# Leveling yard by the sidewalk?



## MarkV (Mar 22, 2017)

As you can see the yard is way out of whack by the sidewalk. Honestly the whole yard is pretty bad.

Fold back the grass and dig out some dirt?


----------



## Mightyquinn (Jan 31, 2017)

I have been dealing with the same issue in my lawn. If you just take the dirt out by the edge of the sidewalk you will have a severe drop-off. You want to kind of "feather" it into the lawn to make a smooth transition. You could rent a sod cutter and remove the strip right by the sidewalk and that would give you enough space to gradually make your adjustments.


----------



## MrMeaner (Feb 21, 2017)

Looks like a lot of thatch, may think about renting a dethatcher. would take it down and then you could mow a little lower. If that didn't work to your satisfaction go the route MQ said with a sod cutter and actually remove some dirt from underneath


----------



## MarkV (Mar 22, 2017)

I went ahead and started digging some of it out.
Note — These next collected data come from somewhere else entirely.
PR #732, opened 2018-10-12

ilapichev:
Issue: MDP-50957


ilapichev:

Original:
virtual void* GetDataPointer(void) { return m_pDataPointer; }
Now:
virtual uint8_t* GetDataPointer(void) { return m_pDataPointer; }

There is a lot of thatch in there for sure.

My schedule allows me to do work on it a little at a time. Which I'm slowly learning that I'm not going to be able to turn my yard into even a crappy putting green in a season. This is going to be a long term process.


----------



## Mightyquinn (Jan 31, 2017)

Just keep after it and you will get there. Remember it's a marathon not a sprint.


----------